→ **THE PROBLEM**
Search the data for the string "store" and copy each line in which it appears.
BEGIN INPUT DATA
PR #284, opened 2025-11-25
feat(multiorch): Better in-memory store for PoolerHealth

rafael:
## Summary

Replace the hand rolled `PoolerHealth` Go struct with a proto defined `PoolerHealthState` message, and introduce `ProtoStore[K, V]`, a generic store that automatically clones protobuf values on `Get` and `Set` using `proto.Clone()`.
END INPUT DATA
→ **TASK ANSWER**
feat(multiorch): Better in-memory store for PoolerHealth
Replace the hand rolled `PoolerHealth` Go struct with a proto defined `PoolerHealthState` message, and introduce `ProtoStore[K, V]`, a generic store that automatically clones protobuf values on `Get` and `Set` using `proto.Clone()`.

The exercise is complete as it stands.